KALMOD intervention is beneficial for all individuals with T1 diabetes and for healthcare professionals providing support to those individuals.  The intervention will provide the majority of people presenting to their healthcare professional with access to immediate, tailored, evidence-based self-management support and advice to enhance awareness of the impact of behavior change, improve interactions between individuals and healthcare professionals facilitating co-decision making in healthcare, and improve biomedical and quality of life outcomes. For those at low risk of poor prognosis this may be all that is necessary to improve tailored collaborative support.  The intervention is usable at different levels of interaction, depending on the personal preferences of the individual and will provide personal health systems that increase user awareness and control over own health management. The intervention will facilitate a supportive, patient-centred environment for specific, tailored support for optimal self-management based on the identified needs, beliefs and priorities of the person with diabetes.
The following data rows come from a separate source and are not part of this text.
Issue #44, opened 2023-10-02
Change implementation for `read` and `read_until[_timeout]` methods for `QMI_Vxi11Transport` class


heevasti:
Description 
=========== 
The implementation of the Vxi11 protocol in the `QMI_Vxi11Transport` class has a couple of shortcomings. The `read` method tries to read `nbytes` data, but if the protocol does not return enough data, we get `Vxi11Exception`. The read data gets in that case discarded. For `read_until` method, the situation is quite the same, with the addition that by successful read, but the last character being some other than the expected `message_terminator`, exception is raised and data discarded. There is no implementation of the `read_until_timeout`.

Meanwhile in `discard_read` method data is read one byte at a time from the device, and then eventually any data read is discarded. 

We could rather make use of the similar scheme as for other "Transports", where data is read into `self._read_buffer`. We can do this with the approach of `discard_read` but now adding each read character into the `self._read_buffer`. For `read` case until `nbytes` bytes are in the buffer, and for `read_until` until `message_terminator` is reached:
```python
    def read(...):
        nbuf = len(self._read_buffer)
        if nbuf >= nbytes:
            # The requested number of bytes are already in the buffer.
            # Return them immediately.
            ret = bytes(self._read_buffer[:nbytes])
            self._read_buffer = self._read_buffer[nbytes:]
            return ret

        # timeout handling here, and then
        while len(self._read_buffer) < nbytes:
            try:
                self._read_buffer.extend(self._safe_serial.read_raw(1))
            ...

        return self._read_buffer
```
```python
    def read_until(...):
        nbuf = len(self._read_buffer)
        if nbuf > 0 and message_terminator in self._read_buffer:
            # The requested response is already in the buffer.
            # Return it immediately.
            terminator_index = self._read_buffer.index(message_terminator)
            ret = bytes(self._read_buffer[:terminator_index])
            self._read_buffer = self._read_buffer[terminator_index:]
            return ret

        try:
            while True:
                self._read_buffer.extend(self._safe_serial.read_raw())
                # Validate terminator.
                data_term_char = self._read_buffer[-1:]  # use slice rather than index to get back bytes()
                if data_term_char == message_terminator:
                    break

        # terminator and timeout handling here as before, and then

        ret = self._read_buffer
        self._read_buffer = bytearray()
        return ret
```
and finally we could add implementation
```python
    def read_until_timeout(...):
        return read(nbytes, timeout)
```
[...]

PR #46, opened 2023-10-17
QMI-044 change implementation for read and read until timeout methods for qmi vxi11transport class

heevasti:
Related to #44 

Acceptance criteria 
=================== 
- [ ] Functionality implemented in agreement with description of the ticket
- [ ] Tests are updated
- [ ] Documentation updated

### DIFF
--- a/qmi/core/transport.py
+++ b/qmi/core/transport.py
@@ -963,6 +963,7 @@ class QMI_Vxi11Transport(QMI_Transport):
 
         self._host = host
         self._instr: Optional[vxi11.Instrument] = None
+        self._read_buffer = bytes()
 
     @property
     def _safe_instr(self) -> vxi11.Instrument:
@@ -1007,21 +1008,34 @@ class QMI_Vxi11Transport(QMI_Transport):
 
     def read(self, nbytes: int, timeout: Optional[float]) -> bytes:
         self._check_is_open()
+        nbuf = len(self._read_buffer)
+        if nbuf >= nbytes:
+            # The requested number of bytes are already in the buffer. Return them immediately.
+            ret = self._read_buffer[:nbytes]
+            self._read_buffer = self._read_buffer[nbytes:]
+            return ret
+
         old_timeout = self._safe_instr.timeout
         if timeout:
             self._safe_instr.timeout = timeout
+
         try:
-            data = self._safe_instr.read_raw(nbytes)
+            while len(self._read_buffer) < nbytes:
+                self._read_buffer += self._safe_instr.read_raw(1)
+
         except vxi11.vxi11.Vxi11Exception as err:
             if err.err == 15:
                 # Raise timeout exception separately to provide opportunity for upper layer to handle it.
-                raise QMI_TimeoutException("Timeout error attempting to read {} bytes".format(nbytes)) from err
+                raise QMI_TimeoutException(f"Timeout error attempting to read {nbytes} bytes") from err
             else:
-                raise QMI_InstrumentException("Error attempting to read {} bytes.".format(nbytes)) from err
+                raise QMI_EndOfInputException(f"Error attempting to read {nbytes} bytes.") from err
+
         finally:
             self._safe_instr.timeout = old_timeout
 
-        return data
+        ret = self._read_buffer
+        self._read_buffer = bytes()
+        return ret
 
     def read_until(self, message_terminator: bytes, timeout: Optional[float]) -> bytes:
         self._check_is_open()
@@ -1029,6 +1043,14 @@ class QMI_Vxi11Transport(QMI_Transport):
             raise QMI_InstrumentException(
                 "VXI11 instrument only support 1 byte terminating character, received {!r}.".format(message_terminator)
             )
+
+        nbuf = len(self._read_buffer)
+        if nbuf > 0 and message_terminator in self._read_buffer:
+            # The requested response is already in the buffer. Return it immediately.
+            terminator_index = self._read_buffer.index(message_terminator)
+            ret = self._read_buffer[:terminator_index]
+            self._read_buffer = self._read_buffer[terminator_index:]
+            return ret
 
         # Set terminator, but keep old value.
         old_term_char = self._safe_instr.term_char
@@ -1039,13 +1061,11 @@ class QMI_Vxi11Transport(QMI_Transport):
         if timeout:
             self._safe_instr.timeout = timeout
 
-        # Attempt to read the data.
         try:
-            data = b''
             while True:
-                data += self._safe_instr.read_raw()
+                self._read_buffer += self._safe_instr.read_raw(1)
                 # Validate terminator.
-                data_term_char = data[-1:]  # use slice rather than index to get back bytes()
+                data_term_char = self._read_buffer[-1:]  # use slice rather than index to get back bytes()
                 if data_term_char == message_terminator:
                     break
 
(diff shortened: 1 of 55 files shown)


qmi/core/transport.py
```diff
@@ -1071,29 +1091,40 @@ def read_until(self, message_terminator: bytes, timeout: Optional[float]) -> byt
...
             self._safe_instr.term_char = old_term_char
             self._safe_instr.timeout = old_timeout
 
-        return data
+        ret = self._read_buffer
+        self._read_buffer = bytes()
+        return ret
+
+    def read_until_timeout(self, nbytes: int, timeout: float):
+        return self.read(nbytes, timeout)
```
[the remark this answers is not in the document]
heevasti: Right, QMI_TimeoutException should be caught indeed. Then it can return whatever was read in the buffer until that exception and clear the buffer. In any other exception, if something was read in, it'll stay in the `_read_buffer`.

qmi/core/transport.py
```diff
@@ -1019,31 +1020,52 @@ def write(self, data: bytes) -> None:
         except vxi11.vxi11.Vxi11Exception as err:
             raise QMI_InstrumentException() from err
 
-    def read(self, nbytes: int, timeout: Optional[float]) -> bytes:
+    def read(self, nbytes: int, timeout: Optional[float] = None) -> bytes:
         self._check_is_open()
+        nbuf = len(self._read_buffer)
+        if nbuf >= nbytes:
```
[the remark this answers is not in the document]
heevasti: Well the idea I had for this ticket was exactly that. If you get only partial read of some (big) response, you can read again until all the response has been read. This will require some check on the receiving script to see how much data was read in and how much should still be read. There should in this case be no discarding of data be done in between. This should also prevent the issues when not all data was read from the instrument, but the next query is nevertheless sent and it starts with the remainder data of the previous query/read, and the response is thus messed up.

The point is, there was no option to do it like this before. With this, this possibility is enabled. To utilize it, it does need the scripts to have the intelligence to handle partial readout returns (like a `while` loop or some `if` checks), before continuing to the next query. Currently, the only thing you can do is to discard the already read partial data with `discard_read` and then try again with a longer timeout. With interactive mode script that is still quite OK, but with static scripts it probably means you have to change the timeout conf/setting and then run the script again.

It might make the existing scripts less resilient, but with this change issues with asynchronous responses (like we've seen sometimes on Tektronix) on those scripts can be more effectively tackled. They just then need to be adjusted to use this new feature. Too bad this is not possible with the USB devices as they send the whole message or nothing.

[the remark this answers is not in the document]
pieterjbotma: I'm a bit afraid of the performance implications here. Calling back to python for every byte is going to be quite slow. Could you maybe test this first on a device to see the impact on a big read.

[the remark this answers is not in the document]
pieterjbotma: Maybe we can have the normal `read` just read the full amount of bytes for maximum performance. Then for `read_until` and `read_untill_timeout` we can have it read byte for byte?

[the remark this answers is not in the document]
heevasti: You're right, reading byte-per-byte turned out to be very slow. In my tests, reading 156536 bytes (from several separate calls using the `read_until` method for an instrument) took ~11s when using the default `read_raw()` call. Meanwhile, reading the same amount of bytes with `read_raw(1)` took 75 seconds! But, when using `read_raw(512)`, the reading took also just over 11 seconds. So we could go for batches of 512 bytes instead, which does help to avoid timeout errors as each batch read has its own timeout count, instead of a singular call for unknown number of bytes until timeout or `message_terminator`. This was tested with `read_until`, a similar test needs to be done for `read` method where we read up to `nbytes` bytes with batches of `min(512, nbytes - bytes_read)`. To be commented further after the test.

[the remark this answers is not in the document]
heevasti: A test on `read(nbytes)` method reading **`read_raw(nbytes)`**, with total of 155548 bytes divided in several calls, took about  **0.26 seconds**. The original version of the test with `read_until` took 3.8 seconds and with batches of 512 bytes it took 4.0 seconds, as comparison.

Batched **`read(min(512, nbytes - bytes_read))`** took **0.72 seconds**

byte-per-byte read took whopping 46 seconds!

So clearly the byte-per-byte read is not doable with even relatively small data. read_until is also much slower (up to 20x) than read(nbytes), but as we really cannot know beforehand in many cases how many bytes we will read, we'll have to use read_until. But another point is that the batch read with while True: read(min(512, nbytes-len(self._read_buffer))) was not so much slower than (2.5x...3x) direct read. With 60s timeout with direct read we can read in max 36.5MB of data, while there is no such limitation with the batch read. If we want to read 36.6MB data we can, although it'll take almost 3 minutes.

qmi/core/transport.py
```diff
@@ -1019,31 +1020,53 @@ def write(self, data: bytes) -> None:
...
+            return ret
+
         old_timeout = self._safe_instr.timeout
         if timeout:
             self._safe_instr.timeout = timeout
+
         try:
-            data = self._safe_instr.read_raw(nbytes)
+            while len(self._read_buffer) < nbytes:
+                nbytes_batch = min(512, nbytes - len(self._read_buffer))
```
pieterjbotma, line 1038: minor: can't we replace 512 with `self._safe_instr.max_recv_size`. Then we stick to what the driver can handle?

qmi/core/transport.py
```diff
@@ -1071,29 +1092,47 @@ def read_until(self, message_terminator: bytes, timeout: Optional[float]) -> byt
...
             except vxi11.vxi11.Vxi11Exception as err:
                 if err.err == 15:
                     break
                 else:
+                    self._safe_instr.timeout = old_timeout
                     raise QMI_InstrumentException("Error attempting to read a byte") from err
+
             except TimeoutError:
                 break
-            finally:
```
pieterjbotma, line 1095: minor: why did you remove this finally? seems like a better way to make sure the old timeout is restored?

qmi/core/transport.py
```diff
@@ -1071,29 +1092,47 @@ def read_until(self, message_terminator: bytes, timeout: Optional[float]) -> byt
...
         self._check_is_open()
         old_timeout = self._safe_instr.timeout
-        self._safe_instr.timeout = 0.0
+        self._safe_instr.timeout = 0.0  # Immediate read
+        # Clear any possible data in read buffer first
+        self._read_buffer = bytes()
         while True:
             try:
-                _ = self._safe_instr.read_raw(1)
+                self._safe_instr.read_raw(1)
```
pieterjbotma, line 1123: wouldn't it also be faster to just do `self._safe_instr.read_raw()` to read the full chunk size?

qmi/core/transport.py
```diff
@@ -1019,31 +1020,53 @@ def write(self, data: bytes) -> None:
...
+            self._read_buffer = self._read_buffer[nbytes:]
+            return ret
+
         old_timeout = self._safe_instr.timeout
         if timeout:
             self._safe_instr.timeout = timeout
+
         try:
-            data = self._safe_instr.read_raw(nbytes)
+            while len(self._read_buffer) < nbytes:
```
pieterjbotma, line 1037: minor/major: only problem is that we're not really respecting our timeouts. if the batch is read faster than the timeout, we can basically read indefinitely.

pieterjbotma (changes requested):

qmi/core/transport.py
heevasti: Yes, that sounds like a good idea!

qmi/core/transport.py
heevasti: ... up to `nbytes` indefinitely. So, not really an issue as we have a max size limit.

qmi/core/transport.py
heevasti: It would be faster, but I'm not sure what was the original idea behind reading this per byte. Perhaps to make sure everything gets discarded, even if some message terminator is in the string or such?

qmi/core/transport.py
heevasti: Because the try-except is in a `while` loop and doesn't each `try` finish with `finally`, resetting the timeout after the first  loop?

qmi/core/transport.py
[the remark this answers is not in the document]
heevasti: Changed to `self._instr.max_recv_size` as suggested in another comment.

pieterjbotma (dismissed):

pieterjbotma (approved):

The model is not confined to diabetes, rather it could be adapted for other long-term health conditions and it would be our intention to evaluate the model more widely with people with IBD and cancer.

Positioning the Project

Mobile technologies are increasingly employed in various walks of life eg exercise, banking, entertainment and health support.  90% of people have access to smartphone technology and many are increasingly using that technology to find new ways to take control of their own health.  Supporting people with chronic conditions poses a significant public health, cost and personal burden. Sub-optimal diabetes control is widespread, with severe consequences both for the individual (long term complications such as retinopathy, neuropathy, micro and macro vascular complications and increased risk of heart attack and stroke) and health systems (additional cost of treating complications, currently 80% of budgets spent on diabetes is spent on treating complications). Despite advances in therapies and healthcare, diabetes prevalence has reached epidemic levels. A paradigm shift away from a purely medical model to a greater emphasis on psychosocial aspects of diabetes has long been advocated. However, little progress has been achieved in supporting optimal diabetes self-management and quality of life. Despite the clinical need for patient-centred services, there remains widespread evidence of poor availability and a lack of training and support for psychosocial care. Helping people with T1 diabetes to understand their personal risk, and the potential benefits of their behavioural actions would facilitate greater self-efficacy, enhanced self-management and improved biomedical and QoL outcomes.